The southern California city of San Bernardino has defaulted on nearly $10 million in payments on its privately placed pension bond debt since it declared bankruptcy in 2012, according to documents seen by Reuters.
In addition, the city has not negotiated with its bondholders since September, according to a person familiar with the stalled negotiations.
The missed payments illustrate the trend among cities in bankruptcy to favor payments to pension funds over bondholder obligations, which has increased the hostility between creditors and municipalities.
San Bernardino declared last year that it intends under its bankruptcy exit plan to fully pay Calpers, its biggest creditor and America's largest public pension fund with assets of $300 billion.
The city continues to pay its monthly dues to Calpers in full, but has paid nothing to its bondholders for nearly three years, according to the interest payment schedule on roughly $50 million of pension obligation bonds issued by San Bernardino in 2005.
The non-payment of the bond debt and the city's lack of interest in talks with its pension bondholders just weeks before it must produce a bankruptcy exit plan should serve as a wake-up call to Wall Street issuers of debt to struggling cities, according to Michael Sweet, abankruptcy attorney with Fox Rothschild in San Francisco.
In January San Bernardino's city attorney, Gary Saenz, told Reuters the city intended to cut its bondholder debt under its bankruptcy plan.
San Bernardino's bankruptcy is being closely watched by the $3.6 trillion U.S. municipal bond market.
In the recent municipal bankruptcies of Detroit - the biggest-ever U.S. municipalbankruptcy - and Stockton, California, bondholders were forced to accept big cuts to their debt while pensioners emerged relatively unscathed.

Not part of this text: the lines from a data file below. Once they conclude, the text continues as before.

PR #1101, opened 2022-02-18
Add services tracing wrappers

dolcalmi:
- Update missing params in asyncRunInSpan implementations
- Add tracing wrappers to main services (lnd offchain, lnd onchain, ledger and phone provider)


bodymindarts (approved):
Can you also do lock and remove the lock tracing from services index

"Bondholders should be realizing that in Chapter 9 cases those who will invariably get better treatment by the cities are former and current employers, who are part of the community, and not the faceless bankers holding commercial paper," Sweet said.
But Sweet said San Bernardino's treatment of its bondholders could come back to haunt it. "Down the road, the city may find that the capital market is unavailable to it or that it will be penalized at a very high rate when it seeks to borrow," he said.
San Bernardino, a city of 205,000 located 65 miles east of Los Angeles, declared bankruptcy in July 2012 with a $45 million deficit.
Bondholders and public employees want to understand how distressed cities handle their debts to Wall Street compared with other creditors such as pension funds.
San Bernardino's roughly $50 million pension bond debt was used in 2005 to pay off a portion of the city's obligation to Calpers.
In an unprecedented legal argument for a Chapter 9 municipal bankruptcy, EEPK, the Luxembourg-based bank and holder of the pension bonds, and Ambac Assurance Corp, which insures a portion of the bonds, assert in a January lawsuit against San Bernardino that those bonds are part of a single pension obligation, so that any payment to Calpers by San Bernardino requires equivalent payment to the bondholders.
Next week EEPK attorneys will ask the judge overseeing the bankruptcy to set a schedule to adjudicate the lawsuit. Wells Fargo Bank, the flagship bank of Wells Fargo & Co., is the bond trustee but is not a party to the lawsuit.
On Friday, the city filed court papers to dismiss EEPK and Ambac's lawsuit. The city said the bondholder argument "transcends novelty."
Rosanna Westmoreland, a Calpers spokeswoman, said EEPK's argument was "wrong."
San Bernardino's city attorney was not immediately available for comment.